Photo by Saifeddine Rajhi

Forensic Container Checkpointing with CRIU in Kubernetes

Oct 22, 2024 • 7mins read

Kubernetes
CRIU
Container checkpointing
Kubelet
Security

Content

Stateful container copies with the Kubelet checkpoint API

✴️ Introduction

Kubernetes v1.25 introduced the Container Checkpointing API as an alpha feature, and it has reached beta in Kubernetes v1.30. This provides a way to backup and restore containers running in Pods without ever stopping them. This feature is primarily aimed at security and forensic analysis, but general backup-and-restore is something any Kubernetes user can take advantage of.

Checkpointing is a technique for ensuring that applications can recover from failures and maintain their state. It captures the state of a running process, including its memory, file descriptors, and other metadata. This information is stored as a checkpoint, which can later be used to resume the process from the same point in time, allowing for seamless recovery from failures or migration between hosts.

In this demo, we'll talk about the concept of Kubernetes checkpointing, its benefits, and how you can use it to improve your application's fault tolerance.

We will also dive into how CRIU (Checkpoint/Restore In Userspace) is used to implement this feature and explore some creative use cases.
PS: I am planning to give a talk or make a video about this feature soon. 🎙

checkpointing

TL;DR

Checkpoint & Restore is a feature that allows you to freeze a running container by specifying a checkpoint, which turns the container state into a collection of files on disk, i.e., a snapshot. Then, the container can be restored from the point it was frozen.

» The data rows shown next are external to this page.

Issue #118, opened 2020-12-27
Self-compiled library never returns promise


Debenben:
Using `const PoweredUP = require("node-poweredup");` the function `motorA.rotateByDegrees(20,10).then(function(value) {console.log("test");});` prints "test" after successful completion as expected. 

If I compile node-poweredup myself, everything works as expected except for the promises like above, which never return. To compile I do the following:

```
git clone https://github.com/nathankellenicki/node-poweredup.git
cd node-poweredup
npm install
npm run build
```

When I replace `const PoweredUP = require("node-poweredup");` with `const PoweredUP = require(".");` it behaves differently and the promise never returns and nothing gets printed.

I was not sure if my problem was in relation to this library so I already posted a question here: https://stackoverflow.com/questions/65470276/javascript-promise-never-resolves/65471208#65471208

nathankellenicki:
There's quite a bit that could be going wrong here, it's a bit difficult to know where to start.

> When I replace const PoweredUP = require("node-poweredup"); with const PoweredUP = require("."); it behaves differently and the promise never returns and nothing gets printed.

Where is this file located? Inside the `node-poweredup` directory? Or somewhere else?

You also mention you receive the following in your linked Stackoverflow question:

> error TS2794: Expected 1 arguments, but got 0. Did you forget to include 'void' in your type argument to 'Promise'?

What is your host application? Without knowing what you're trying to write (I think saw you mention Electron?) it's difficult, but assuming it's Typescript, there's a version mismatch there. Typescript 4.1 made the previously required argument to `resolve` explicitly required (instead of optional), so it will throw unless you declare the return type of the promise as void when resolving with no parameters.

You can read about it here: https://devblogs.microsoft.com/typescript/announcing-typescript-4-1/#resolves-parameters-are-no-longer-optional-in-promises

A few days ago I myself made the process of bringing these promises up to speed, so I also suspect you're using a slightly older version of this library. I recommend updating to the latest which explicitly sets the return type of these promises to void (including the one you mention in your Stackoverflow question).

Debenben:
Thank you a lot for this fast, detailed answer. 

The application I am trying to write is using Electron and Electron-rebuild. It is my first time ever writing something in JavaScript or Typescript, still work in progress and was not intended for publication. I uploaded it anyway so you can have a look: https://github.com/Debenben/babyele. The version of Typescript there seems to be 4.1.3, I have to test what happens if I change it.

[...]

PR #119, opened 2020-12-29
fix issue #118 (partially)

Debenben:
fix wrong constant, should be 0x82 like in previous version.


nathankellenicki:
Thanks, good spot!

nathankellenicki:
Published in `v6.9.1`

PR #130, opened 2021-05-09
Rename events enum from AlertPayload to Event

sciguy16:
Looks like the Event enum got the wrong name, so I've updated it


nathankellenicki:
Thanks!

PR #135, opened 2021-06-08
Fix path for constants after renaming it

10on:
After merging PR https://github.com/nathankellenicki/node-poweredup/pull/130 project can not build from master branch. This fix should be resolve this issue.


nathankellenicki:
Thanks for this! Not sure why it continued building for me, but I can see the error. Merged!

PR #143, opened 2022-01-09
update enum documentation

Debenben:


nathankellenicki:
Wow, how did I let it get this out of sync. Thanks!

PR #145, opened 2022-01-09
change device mode after feedback only

Debenben:
During a couple of different tests, I came across the following problem, here illustrated in a reproducible way for motor rotation:

`
    const motorA = await hub.waitForDeviceAtPort("A");
    motorA.requestUpdate(); // requestUpdate for default mode 0x00
    motorA.on("rotate", () => { // motorA._mode is changed to 0x02
        console.log("recieved rotate");
    });
`


nathankellenicki:
Thanks for this. I need to do a bit more testing with this so I'll do some this week with different hub types. I recognise the original issue though, good find.

Debenben:
@nathankellenicki Did you encounter any issues with this? For me this change works well and was sufficient to solve all issues.

If you are unsure, one could add a mechanism with a timeout to request the mode again if no response is recieved and additionally ignore messages that do not have the expected size.

nathankellenicki:
18 months later and merged. :D Thanks again!

PR #8, opened 2020-02-20
reinstate kessler_update which was accidentally removed

### LINKED ISSUE #6: Missing kessler_update?
suite_kessler.xml still has a call to kessler_update but that file does not seem to have made it to the current master. Did it get lost in the directory rearrangement?

cacraigucar:
reinstate kessler_update.  Should be an exact copy of what was there before.

Closes #6

### DIFF
--- a/kessler/kessler_update.F90
+++ b/kessler/kessler_update.F90
@@ -66,16 +66,15 @@ CONTAINS
       integer,            intent(out)   :: errflg
 
       integer                           :: klev
-      real(kind_phys)                   :: ptend_s(ncol)
+      real(kind_phys)                   :: new_temp(ncol)
 
       errmsg = ''
       errflg = 0
 
       ! Back out tendencies from updated fields
       do klev = 1, nz
-         ptend_s(:ncol) = ((theta(:ncol,klev) * exner(:ncol,klev)) -          &
-              temp_prev(:ncol,klev)) * cpair / dt
-         ttend_t(:ncol,klev) = ttend_t(:ncol,klev) + (ptend_s(:ncol) / cpair)
+         new_temp(:ncol) = theta(:ncol,klev) * exner(:ncol,klev)
+         ttend_t(:ncol,klev) = ttend_t(:ncol,klev) + ((new_temp(:ncol) - temp_prev(:ncol,klev)) / dt)
       end do
 
    end subroutine kessler_update_run
--- a/kessler/kessler_update.F90
+++ b/kessler/kessler_update.F90
@@ -78,12 +78,6 @@ CONTAINS
          ttend_t(:ncol,klev) = ttend_t(:ncol,klev) + (ptend_s(:ncol) / cpair)
       end do
 
-      ! Save the temperature for the next time step
-      !!XXgoldyXX ==> @cacraigucar: Does this have any effect?
-      temp_prev(:,:)     = temp(:,:)
-
-!    surf_state%precl(:ncol) = surf_state%precl(:ncol) + precl(:ncol)  ! KEEPING THIS HERE AS A REMINDER
-
    end subroutine kessler_update_run
 
    !> \section arg_table_kessler_update_timestep_final  Argument Table
--- a/kessler/kessler_update.F90
+++ b/kessler/kessler_update.F90
@@ -1,0 +1,118 @@
+module kessler_update
+
+   use ccpp_kinds, only: kind_phys
+
+   implicit none
+   private
+
+   public :: kessler_update_init
+   public :: kessler_update_timestep_init
+   public :: kessler_update_run
+   public :: kessler_update_timestep_final
+
+   ! Private module variables
+   real(kind_phys)    :: gravit
+   real(kind_phys)    :: cpair
+
+CONTAINS
+
+   !> \section arg_table_kessler_update_init  Argument Table
+   !! \htmlinclude kessler_update_init.html
+   subroutine kessler_update_init(gravit_in, cpair_in)
+      real(kind_phys),    intent(in)    :: gravit_in
+      real(kind_phys),    intent(in)    :: cpair_in
+
+      gravit = gravit_in
+      cpair = cpair_in
+
+   end subroutine kessler_update_init
+
+   !> \section arg_table_kessler_update_timestep_init  Argument Table
+   !! \htmlinclude kessler_update_timestep_init.html
+   subroutine kessler_update_timestep_init(temp, temp_prev, ttend_t,          &
+        errmsg, errflg)
+
+      real(kind_phys),    intent(in)  :: temp(:,:)
+      real(kind_phys),    intent(out) :: temp_prev(:,:)
+      real(kind_phys),    intent(out) :: ttend_t(:,:)
+      character(len=512), intent(out) :: errmsg
+      integer,            intent(out) :: errflg
+
+      !   Initialize the previous temperature and its tendency to zero
+      temp_prev(:,:)  = temp(:,:)
+      ttend_t(:,:)    = 0._kind_phys
+
+      errmsg = ''
+      errflg = 0
+
+   end subroutine kessler_update_timestep_init
+
+   !> \section arg_table_kessler_update_run  Argument Table
+   !! \htmlinclude kessler_update_run.html
+   subroutine kessler_update_run(nz, ncol, temp, theta, exner, dt,      &
+        temp_prev, ttend_t, errmsg, errflg)
+
+      integer,            intent(in)    :: nz
+      integer,            intent(in)    :: ncol
+      real(kind_phys),    intent(in)    :: temp(:,:) ! temperature
+      real(kind_phys),    intent(in)    :: exner(:,:)
+      real(kind_phys),    intent(in)    :: dt
+
+      real(kind_phys),    intent(inout) :: theta(:,:)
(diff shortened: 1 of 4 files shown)


kessler/kessler_update.meta
```diff
@@ -0,0 +1,194 @@
...
+[ temp ]
+  standard_name = temperature
+  state_variable = true
+  type = real
+  kind = kind_phys
+  units = K
+  dimensions = (horizontal_dimension, vertical_layer_dimension)
+  intent = in
+[ zm ]
+  standard_name = geopotential
```
nusbaume: I suspect this is geopotential height, not geopotential (as the units are in meters)

kessler/kessler_update.F90
```diff
@@ -0,0 +1,118 @@
...
+      ! Back out tendencies from updated fields
+      do klev = 1, nz
+         ptend_s(:ncol) = ((theta(:ncol,klev) * exner(:ncol,klev)) -          &
+              temp_prev(:ncol,klev)) * cpair / dt
+         ttend_t(:ncol,klev) = ttend_t(:ncol,klev) + (ptend_s(:ncol) / cpair)
+      end do
+
+      ! Save the temperature for the next time step
+      !!XXgoldyXX ==> @cacraigucar: Does this have any effect?
+      temp_prev(:,:)     = temp(:,:)
```
nusbaume: It looks like I am just repeating @gold2718's comment here, but is this line needed if we are already setting `temp_prev` in the `kessler_update_timestep_init` subroutine?

kessler/kessler_update.meta
nusbaume: I suspect this is geopotential height, not geopotential (as the units are in meters).  I realize that in the kessler.meta file we also label it "geopotential", but given that geopotential and geopotential height are two physically different quantities, it might be good to have both of them labeled  "geopotential height", at least for their standard names.  

I'll go ahead and create an issue for the kessler.meta file standard name.

kessler/kessler_update.F90
```diff
@@ -0,0 +1,118 @@
...
+
+      integer                           :: klev
+      real(kind_phys)                   :: ptend_s(ncol)
+
+      errmsg = ''
+      errflg = 0
+
+      ! Back out tendencies from updated fields
+      do klev = 1, nz
+         ptend_s(:ncol) = ((theta(:ncol,klev) * exner(:ncol,klev)) -          &
```
nusbaume: I realize that we don't really want to change the physics calculations themselves during the switch to the CCPP framework, but if `ttend_t` is the only output, then one could calculate that directly without `ptend_s` like so:

`ttend_t(:ncol,klev) = ttend_t(:ncol,klev) + ((theta(:ncol,klev) * exner(:ncol,klev)) - temp_prev(:ncol,klev)) / dt`

Otherwise this routine is needlessly converting temperature to thermal energy, and then immediately converting that thermal energy back into temperature.

gold2718: Agreed, this looks like a leftover from the current CAM `ptend` vs. `tend` split where `ptend` calculated a heating rate while `tend` stored a temperature tendency. Of course, this gets me thinking that maybe the standard_name for `ttend_t` is not quite right since it may not be a "total" temperature tendency all by itself.
I see no reason to avoid this change. I do not think that kessler_update will called from CAM.

kessler/kessler_update.meta
gold2718: Agreed, this is a bug due to a rushed reading of the names GFS physics is using. Will comment on #11 but just wanted to mention that the new standard names library is at https://github.com/ESCOMP/CCPPStandardNames.

kessler/kessler_update.F90
cacraigucar: Removed

kessler/kessler_update.meta
cacraigucar: Renamed - Note that this will require a change to CAMDEN as I needed to change the name in the registry.xml also.

kessler/kessler_update.F90
cacraigucar: I decided to not change this.  At this point, I'm trying to maintain the "original code" as much as possible for traceability.  Feel free to point out that you disagree that this is not the way to approach the transition.

gold2718: @cacraigucar, @nusbaume: Please do not "Resolve conversation" unless you are the conversation starter. This makes sure that the issue is resolved to the satisfaction of the reviewer before hiding it from view.
Responding to your point, while I agree in principle that we should not make changes for the fun of it, this conversion process represents an unprecedented opportunity to clean up our code. Imagine a graduate student, years from now, getting confused by why the code is this way, or worse, using it as an example of 'good parameterization coding style' and propagating it. After all, the simpler physics code is what is taught in school.
On the third hand, this very particular case is likely to go away when we no longer need to manually back out tendencies.
On the fourth hand, when that happens, it would be nice to obtain the same answer as the current manual process.

cacraigucar: So which hand wins?  

Also, the reason I "resolve conversation" is that on big commits (like the cam_snapshot), I totally get lost with what I had completed and what was still outstanding.  I got into the habit of "resolving conversations" when I had addressed it.  BTW, I'm not sure if all reviewers will go back and "resolve conversations".  I guess I can add my own special keyword if you are really against my workflow.

gold2718: I think I am with 'The Fourth Hand' (sounds like some sort of thriller or horror movie).

We should discuss the workflow, however, just because you (or any of us) have 'addressed' an issue does not mean is has been 'completed'. Once you click 'Resolve conversation', it then becomes even harder for the reviewer to understand what to focus on at re-review time.

How about adding a entry to the conversation specifying what you did to address the issue? Then, any conversation where you (currently) have the last word is something you do not have to worry about until the re-reviews come in.

kessler/kessler_update.meta
```diff
@@ -0,0 +1,194 @@
...
+  intent = in
+[ zm ]
+  standard_name = geopotential_height
+  state_variable = true
+  type = real | kind = kind_phys
+  units = m
+  dimensions = (horizontal_dimension, vertical_layer_dimension)
+  intent = in
+[ phis ]
+  standard_name = geopotential_height_at_surface
```
nusbaume: Sorry to be confusing, but the variable `phis` actually is "geopotential", so the standard name should say:

`geopotential_at_surface`

Basically if the units are `m` then it is geopotential height, whereas if the units are `m2 s-2` then it is geopotential.

kessler/kessler_update.F90
cacraigucar: OK - I'll just ignore the resolve conversation button.  

Drat - you chose the fourth hand and I'm not sure what you mean by it.   If you are requesting a change, let me know.  I assume it would be to implement Jesse's suggestion.  If you are not requesting a change, then I believe I'm done.

kessler/kessler_update.meta
cacraigucar: Resolved

kessler/kessler_update.F90
gold2718: See, I told you "The Fourth Hand" was a horror movie waiting to be made ;)
In this case, I think it means replacing lines 76 - 78 with:
```
new_temp(:ncol) = theta(:ncol,klev) * exner(:ncol,klev)
ttend_t(:ncol,klev) = ttend_t(:ncol,klev) + ((new_temp(:ncol) - temp_prev(:ncol,klev)) / dt)
```
where `new_temp` (or some similar name) replaces `ptend_s` as a local variable.

kessler/kessler_update.meta
nusbaume: Thanks!

kessler/kessler_update.F90
nusbaume: I agree that it would be good to get rid of the unnecessary `cpair` calculations.  I am even fine with keeping the original code in, but commented out (which I realize violates all of our coding standards), if there are concerns about traceability, simply because as currently written we will be wasting cycles doing division for no reason.

Of course, if there is a concern that this modification will cause meaningful answer changes (which it shouldn't, but you never know) then I am fine to leave it as-is for now.

cacraigucar: Put in change as described by @gold2718.  For the 9 timestep case it did not change answers.  This will need to be revisited if answers don't agree on longer runs.

cacraigucar: Resolved

nusbaume: Thanks!  Once these changes (and the `phis` changes below) have been added to this PR I'll go ahead and approve it.

gold2718:
Do you always use the 'full' version of `push`?
```
git push <remote_name> <branch_name>
```
To avoid doing something accidentally, set this configuration on all your machines:
```
git config --global push.default nothing
```

cacraigucar:
I think I know some of what I did wrong...

Yes, I always say 'git push origin my_branch_name'.  The problem is that origin was pointing to NCAR instead of my fork.

I picked up the project after having it sit idle for a few weeks.  For whatever reason, right before I left the project I must have pulled the directory straight from the NCAR repo.   When I picked up the project, I saw it had a detached head.  After verifying that the hash was correct, I switched/made the branch and made my changes.  I then pushed the changes back to origin (which was NCAR).

I just need to make a point of doing a git remote -v before I do a git push, to make sure I'm pushing to the location I want.

PR #16, opened 2020-06-02
Fix safe set

### LINKED ISSUE #15: Wrong intent in safe_set
The `safe_set` routine in state_converters.F90 has `var` as `intent(out)`. However, this allows the value of `var` to be undefined as you enter the routine. When this happens (happens sometimes with nag compiler), the test for `(var == unset)` will fail. Also, the `else` clause fails to set the value which is an error.
I suggest that the intent be change to `inout`.

cacraigucar:
NAG debug uncovers a problem with variable "var" in safe_set.  This variable needs to be intent(inout)

Closes #15


cacraigucar:
Wait a sec...

My Held-Suarez changes are in here too and I don't want them yet.

cacraigucar:
OK - my two letter commit is ready for review!

nusbaume:
Actually, Do we want to reference issue #15 above so that it is closed once this PR is merged?

PR #18, opened 2020-06-18
Kessler physics computes a consistent relative humidity

### LINKED ISSUE #17: Kessler physics needs to compute relative humidity
Kessler needs to produce the relative humidity instead of having it computed in cam_diagnostics. This guarantees that the maximum relative humidity is 100%.

cjablono:
Instead of computing the relative humidity in cam_diagnostics, the relative humidity is now computed in the Kessler routine. This is now consistent with the computation of the vapor saturation value, and produces a maximum relative humidity of 100%.
Fixes #17

### DIFF
--- a/kessler/kessler.F90
+++ b/kessler/kessler.F90
@@ -127,7 +127,7 @@ CONTAINS
    !> \section arg_table_kessler_run  Argument Table
    !! \htmlinclude kessler_run.html
    subroutine kessler_run(ncol, nz, dt,  lyr_surf, lyr_toa, rho, z, pk, theta, &
-        qv, qc, qr, precl, errmsg, errflg)
+        qv, qc, qr, precl, relhum, errmsg, errflg)
 
       !------------------------------------------------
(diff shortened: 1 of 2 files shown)


gold2718:
Yes, the CESM2.2 release is the priority, however, the PR branch _should_ also work as-is in CAMDEN. Let me know if it does not.

cacraigucar:
For a 9 timestep FKESSLER run using the cam_development branch, I am seeing identical answers to the prior version.  I assume that this is possible.  @gold2718 What testing do we want to make to validate this change in CAM?

gold2718:
@cjablono, any idea what would be a good test to make sure we have the fix plugged in correctly? Is there a test case that exercises the issue and would show a difference?

gold2718:
@brian-eaton, can you have a look at this so we can get it in and tag it? We need the updated tag to finish the Simpler Models PR.

cacraigucar:
This has now been tagged version0_0_006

Checkpoint/Restore In Userspace (CRIU)

Checkpoint/Restore In Userspace (CRIU) is the technology that makes forensic container checkpointing possible. CRIU is a tool that allows you to freeze a running application and save its state to disk. Later, you can restore the application from this saved state and continue running it as if it was never stopped.

Here's how CRIU works:

Checkpointing: CRIU captures the state of a running process, including its memory, file descriptors, and other metadata. This state is saved as a checkpoint.
Restoring: When needed, CRIU can use the checkpoint to restore the process to its exact state at the time of checkpointing. This means the process can resume from where it left off, with all its data and connections intact.

In Kubernetes, CRIU is used to implement the checkpointing feature, allowing users to create and restore container snapshots seamlessly.

🔍 Forensic Container Checkpointing

Forensic container checkpointing is a feature in Kubernetes that allows you to create a snapshot of a running container's state. This snapshot includes everything about the container's current state, such as its memory, file descriptors, and other important data. The key point is that this snapshot can be taken without stopping the container, meaning the application continues to run uninterrupted.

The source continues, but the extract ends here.